China uses coercive means to advance interests, from market access to maritime issues

This has been a momentous week in global affairs, with the raucous G7 summit, the meeting between the US president and the leader of North Korea, and Washington’s decision to impose up to $50bn in tariffs on China. The impact on Asia will be particularly profound.
The confluence could precipitate a Sputnik-like moment for the continent’s leaders. Many of them may begin to rethink the strategic order in Asia and their own security and economic alignments. They will be asking fundamental questions: is the US still a reliable ally and partner? Do institutions like the G7 matter? Are nuclear weapons and arms races making a comeback? Does liberal trade have a future?

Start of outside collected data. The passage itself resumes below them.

PR #8691, opened 2025-09-04
feat(frontend): Open Nft in fullscreen

daviddecentage:
# Motivation

# Changes

# Tests


src/frontend/src/lib/components/nfts/NftHero.svelte
```diff
@@ -64,7 +66,19 @@
...
+						<button
+							class="block h-auto max-h-full w-auto max-w-full border-0"
+							onclick={() =>
+								modalStore.openNftFullscreenDisplay({
+									id: Symbol('nft-fullscreen-display'),
+									data: nft
+								})}
+						>
+							<Img
+								src={nft?.imageUrl}
```
DenysKarmazynDFINITY: Shall we maybe check if nft?.imageUrl nonNullish before calling modalStore.openNftFullscreenDisplay?

src/frontend/src/lib/components/nfts/NftHero.svelte
```diff
@@ -64,7 +66,19 @@
...
+								styleClass="block h-auto w-auto max-h-full max-w-full object-contain"
```
DenysKarmazynDFINITY: maybe we can simplify the classes a bit - do both button and img need `h-auto w-auto max-h-full max-w-full`?

src/frontend/src/lib/components/nfts/NftHero.svelte
daviddecentage: We do a few lines above, but I adjusted to remove the optional chaining `?`

DenysKarmazynDFINITY (approved):
Minor comments, approving already

src/frontend/src/lib/components/nfts/NftHero.svelte
daviddecentage: Yes, I was able to strip some classes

Their answers will be driven by at least three factors.
First, US president Donald Trump has moved beyond unpredictable and impulsive behaviour, which many now expect and can live with. He was deliberately provocative and intentionally disruptive of both allies and institutions that have been bedrocks of US strategy. At the G7, which the US historically leads, Mr Trump arrived late and left early, picked a fight with Canada, called for Russia to be readmitted and refused to sign the final communique.
At the Singapore summit with North Korea, Mr Trump unilaterally cancelled the US’s annual South Korea military drills without consulting either Seoul or Tokyo (and perhaps the Pentagon too). He then declared North Korea was “no longer a nuclear threat” and repeated an earlier wish to save money by withdrawing US forces from South Korea.

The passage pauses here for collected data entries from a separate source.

PR #8692, opened 2025-09-04
feat(frontend): Fullscreen img modal

daviddecentage:
# Motivation

I thought it would be nice to display the Nft in a fullscreen modal to be able to have a better look at the Nft image.

For that we add a fullscreen image modal component.

# Changes

Added component

# Tests

Added tests

Large screens
image

Mobile:
image

Horizontal images:
image


src/frontend/src/lib/components/ui/FullscreenImgModal.svelte
```diff
@@ -0,0 +1,39 @@
...
+	}
+
+	let { imageSrc }: Props = $props();
+</script>
+
+<div class="fixed bottom-0 left-0 right-0 top-0 z-10" transition:fade>
+	<div class="pointer-events-none absolute right-3 top-3 z-10 md:right-8 md:top-8"
+		><IconClose /></div
+	>
+	<div class="z-9 pointer-events-none absolute inset-0 grid place-items-center">
```
DenysKarmazynDFINITY, line 19: just wondering - any particular reason to use grid here instead of flex?

src/frontend/src/lib/components/ui/FullscreenImgModal.svelte
```diff
@@ -0,0 +1,39 @@
...
+				<Img src={imageSrc} />
+			</div>
+		</div>
+	</div>
+	<Backdrop on:nnsClose={() => modalStore.close()} />
+</div>
+
+<style lang="scss">
+	/* Ensure images (or videos, etc.) shrink but never upscale */
+	:global(.fullscreen-modal img) {
```
DenysKarmazynDFINITY: `Img` component accepts `styleClass` prop - can we use it instead of scss?

src/frontend/src/lib/components/ui/FullscreenImgModal.svelte
daviddecentage: Yeah so I had flex originally, but I couldnt get it to work with centering + restricting the max size of the image to 90vh/vw AND making it grow to that maximum restrictions AND keeping proportions of the image. It was quite tricky, maybe there is a way with flex but its so many different factors to get it to behave correctly that Im honestly happy to use grid here :)

src/frontend/src/lib/components/ui/FullscreenImgModal.svelte
```diff
@@ -0,0 +1,39 @@
...
+		max-width: 90dvw;
```
DenysKarmazynDFINITY: Since we already assigned width/height values to the parent, can we inherit it via width: 100%/height: 100% instead of setting it again?

src/frontend/src/lib/components/ui/FullscreenImgModal.svelte
```diff
@@ -0,0 +1,39 @@
...
+	let { imageSrc }: Props = $props();
+</script>
+
+<div class="fixed bottom-0 left-0 right-0 top-0 z-10" transition:fade>
+	<div class="pointer-events-none absolute right-3 top-3 z-10 md:right-8 md:top-8"
+		><IconClose /></div
+	>
+	<div class="z-9 pointer-events-none absolute inset-0 grid place-items-center">
+		<div class="fullscreen-modal max-h-[90vh] max-w-[90vw] overflow-hidden">
+			<div class="overflow-hidden rounded-lg">
```
DenysKarmazynDFINITY: can we pass `rounded-lg` as `styleClass` to Img and avoid having this div?

src/frontend/src/lib/components/ui/FullscreenImgModal.svelte
daviddecentage: Good call, I was able to strip away quite a lot. I intended it to be used with children snippet first to not make it exclusively about images, so I tried making it so it will always work for children. Now that we just render the image in the component itself we can strip all the compatibility wrappers and pass it to the img instead!

src/frontend/src/lib/components/ui/FullscreenImgModal.svelte
daviddecentage: Yes, see my comment above

src/frontend/src/lib/components/ui/FullscreenImgModal.svelte
daviddecentage: Yes, see my comment below

DenysKarmazynDFINITY (approved):
LGTM, thanks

US and China inch closer to a trade war
For many Asian policymakers, Mr Trump’s behaviour is a flashing red light. They play the long game, value clear communication and want a strong American presence in the region. Given Mr Trump’s apparent lack of interest in the long term, Asian leaders may start reducing their exposure to Washington’s disruptive acts. Of course, there won’t be overnight shifts and most leaders will probably hold off on big changes until the next US presidential election in 2020. But, some countries could start to limit their vulnerability to US trade actions and hedge their reliance on US security commitments.
Japan’s prime minister, Shinzo Abe, who actively courted Mr Trump, would have to respond if the US targeted imposed tariffs on automobiles and auto parts. Allies have their limits.
For many in Asia, this situation coincides with a dangerous time: China is increasingly using coercive means to advance interests ranging from market access to maritime issues. Normally, Asian countries opt for close relations with the US to offset Chinese pressure, but that approach is now costly.
Second, the Singapore summit substantially increases the chances of North Korea becoming the next de facto nuclear weapon state — the Pakistan of east Asia. The US elicited no new commitments from Kim Jong Un; if anything the US moved towards Pyongyang’s formulation for denuclearisation. Yet North Korea received the validation it has been seeking for decades.
At best, both sides agreed to establish a process to negotiate denuclearisation, but the last 30 years are littered with examples of North Korea recycling the same commitments and using time to its advantage. Mr Trump’s miscalculation is to assume he retains leverage over North Korea through sanctions. Though UN sectoral sanctions remain in place, the Chinese government and private firms have restarted commercial activities that give Mr Kim time and space. Others in Asia will follow.
A nuclear North Korea will reorder security affairs across Asia. New nuclear powers will not pop up overnight, but militarised security competition may become the new normal. That matters for a region which accounts for almost 60 per cent of global growth and 40 per cent of global output. There will also be demands for greater US security presence. Meeting them would antagonise China. But without a larger US commitment, some Asian countries may opt for unilateral military build ups or alignment with China.
Third, this week’s events redound to China’s strategic benefit, as President Xi Jinping promotes a more statist view of overseas investment, a more coercive approach to diplomacy and an ideological slant to its role in the region. The G7 drama made a remarkable contrast to the comity of this week’s annual summit of the Shanghai Cooperation Organisation held in Qingdao, China. While SCO members do not remotely compare in economic heft to the G7, Mr Xi used the event to once again articulate his economic vision, which puts China at the centre of setting global rules and standards for technology and commerce.
In Asia, national security is fundamentally about economic strength. Greater dependence on China — real or perceived — could alter diplomatic alignments when the US looks unreliable, distracted, and even provocative. As challenging as dealing with China may be for many Asian countries, Mr Trump’s confrontational strategies are making that alternative look attractive. Beijing may be betting on it.